Dr Wedad also said that the ministry's idea to ask the community members to report people violating the No Tobacco Law was still being implemented.
"We do not have the capacity yet to put up a system to take all calls from the public, however, people can call up municipalities in their emirates and report any violations," she added.
Meanwhile, the ministry has also conducted a National Health Survey on smoking among adults in the country and is awaiting the results.

Tobacco's lethal effects on health

Tobacco use is one of the leading causes of premature deaths and disability worldwide. It is also a key risk factor in coronary heart disease, stroke and peripheral vascular disease.
"In most countries in WHO's Eastern Mediterranean Region, cardiovascular disease is the leading cause of death and disease", said Dr Jaouad Mahjour, acting WHO regional director for the Eastern Mediterranean.
"In 2015, nearly 1.4 million deaths in the region were caused by cardiovascular disease. It has been estimated that in the next decade, deaths from cardiovascular disease - which in the region is mostly attributable to ischaemic heart disease - will increase more significantly than in any other region of the world except Africa," he said.
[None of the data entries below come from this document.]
Issue #11, opened 2025-08-15
Separate Imports and Exports to separate CRDs


kejne:
# Background
An account CR is completely reliant on the entire manifest being valid. However, this can be quite when working with many imports and exports.
It also requires the import and exports to have been made in the correct order.

# Acceptance Criteria
- Break apart the `Account` CRD like it is described in the `v1alpha2` description under `adr`.
- Only valid exports and imports are added to the account jwt

# Not in scope
- Exports are still public exports and NAuth is responsible for validating that the import is allowed.

henriropp:
https://github.com/WirelessCar/nauth/releases/tag/v0.7.0-rc.1

henriropp:
https://github.com/WirelessCar/nauth/releases/tag/v0.7.1

PR #220, opened 2026-04-14
feat: add account adoption status model for aggregated child CRDs

choufraise:
Introduce Account status fields for tracking adoption decisions for child resources such as AccountExport. The API now includes structured adoption entries with resource identity, observed generations, and adoption result
metadata.

This lays the API/schema groundwork for surfacing parent aggregate decisions on child resources without giving the parent reconciler direct ownership of child status.

Issue: #11


api/v1alpha1/account_types.go
```diff
@@ -126,6 +129,47 @@ func (a *Account) SetLabel(label AccountLabel, value string) {
...
+	// +kubebuilder:validation:Minimum=0
+	ObservedGeneration int64 `json:"observedGeneration,omitempty"`
+	// +optional
+	// +kubebuilder:validation:Minimum=0
+	ClaimObservedGeneration int64 `json:"claimObservedGeneration,omitempty"`
+	// status of the adoption, one of True, False, Unknown.
+	// +required
+	// +kubebuilder:validation:Required
+	// +kubebuilder:validation:Enum=True;False;Unknown
+	Status metav1.ConditionStatus `json:"status"`
```
choufraise, line 161: **note**: The idea is that a child resource reconciler will lookup the `Account`, find it's own `AccountAdoption` based on `UID` and then populate a `AdoptedByAccount` `Condition` in its own `status.conditions` array. The idea is to re-use the `ClaimObservedGeneration`, `Status`, `Reason` and `Message` directly so that both the `Account` and child resource tells the same story.

kejne: I believe that it would be helpful that we start having a docs dir with these flows described for an agent. Just some mermaid diagram and terse text about the major flows.

api/v1alpha1/account_types.go
```diff
@@ -126,6 +129,49 @@ func (a *Account) SetLabel(label AccountLabel, value string) {
...
+	ObservedGeneration int64 `json:"observedGeneration,omitempty"`
+	// ClaimObservedGeneration refers to the observed generation of the child resource claim.
+	// +optional
+	// +kubebuilder:validation:Minimum=0
+	ClaimObservedGeneration int64 `json:"claimObservedGeneration,omitempty"`
+	// Status of the adoption, one of True, False, Unknown.
+	// +required
+	// +kubebuilder:validation:Required
+	// +kubebuilder:validation:Enum=True;False;Unknown
+	Status metav1.ConditionStatus `json:"status"`
```
kejne, line 161: **note:** I might be more clear if the status was a child object in this case - mostly for readability when describing the manifest.

api/v1alpha1/account_types.go
choufraise: I totally agree! We are not 100% sure about if the current reconciliation workflow and relationships are the best choice, so I'd rather document it before feature release (when feature flag is removed). Created a Todo section in #11 and added this as a final todo.

api/v1alpha1/account_types.go
choufraise: Great suggestion! I've added a new commit where I've extracted the status related fields into a child object. Please have a look.

kejne: Looks good!

choufraise:
Awaiting merge of https://github.com/WirelessCar/nauth/pull/221 due to changes in claim naming.

api/v1alpha1/account_types.go
```diff
@@ -126,6 +129,55 @@ func (a *Account) SetLabel(label AccountLabel, value string) {
 	a.Labels[string(label)] = value
 }
 
+// AccountAdoptions defines the status of child resources that have been adopted or are candidates for adoption by this account.
+type AccountAdoptions struct {
+	// Exports defines adoptions of type `AccountExport` that are bound to the account.
+	Exports []AccountAdoption `json:"exports,omitempty"`
```
henriropp, line 135: Do we need validation here? min: 1 ?

api/v1alpha1/account_types.go
```diff
@@ -126,6 +129,55 @@ func (a *Account) SetLabel(label AccountLabel, value string) {
...
+	// +kubebuilder:validation:Required
+	// +kubebuilder:validation:MinLength=1
+	Name string `json:"name,omitempty"`
+	// UID of the child resource UID
+	// +required
+	UID types.UID `json:"uid,omitempty"`
+	// ObservedGeneration refers to the observed generation of the child resource.
+	// +optional
+	// +kubebuilder:validation:Minimum=0
+	ObservedGeneration int64 `json:"observedGeneration,omitempty"`
```
henriropp: Shouldn't this be required? If we have UID (which is required), then we should have the generation?

henriropp (dismissed):
Some validation related comments...

api/v1alpha1/account_types.go
choufraise: No, there are no requirements that you have any exports bound to the account.

api/v1alpha1/account_types.go
choufraise: Good point! Will fix this.

choufraise: Added separate commit for this.

henriropp (approved):

PR #221, opened 2026-04-15
feat(account-export): validate export rules before updating desired claim

henriropp:
## Summary

  Validate `AccountExport` rules before exposing them in status so invalid export definitions are rejected early and the controller keeps the last valid desired claim.

  ## What changed

  - implement `AccountExportManager.CreateClaim` using NATS JWT export validation
  - surface invalid export rules through status conditions instead of publishing a new desired claim
  - preserve the last valid desired claim when a later reconcile sees invalid rules
  - rename the status claim field to clarify that it represents the desired normalized claim
  - regenerate CRD manifests and add controller/core test coverage for valid and invalid rule flows

  ## Notes

  - This branch also changes `.mise-tasks/nauth/install.sh` to stop auto-installing examples during local setup. 


.mise-tasks/nauth/install.sh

Large sections of the public do not realise that tobacco is the leading cause of cardiovascular disease. Thus, on World No Tobacco Day this year, WHO aims to increase public awareness on the link between tobacco, exposure to secondhand smoke and cardiovascular disease.
"Tobacco use in the region has risen among men, women, boys and girls", notes Dr Mahjour. "In some countries, 52 per cent of men and 22 per cent of women use tobacco. The rates among youth are particularly worrying; they can reach 42 per cent among boys and 31 per cent among girls. This includes shisha which is more popular among youth than cigarettes."
"Tobacco in all its forms contains dangerous chemicals," said Dr Mahjour. "The only proven strategy to keep the heart and blood vessels safe is to quit, avoid initiation and exposure to secondhand smoke".
Shisha, smokeless tobacco and electronic cigarettes cause acute adverse health effects, such as heart attacks, stroke, high blood pressure, heart failure, arrhythmia and other cardiovascular events.
Secondhand smoke causes serious acute or chronic cardiovascular disease. In infants, secondhand smoke causes sudden death and in pregnant women, it leads to low birth weight and congenital heart defects in foetuses.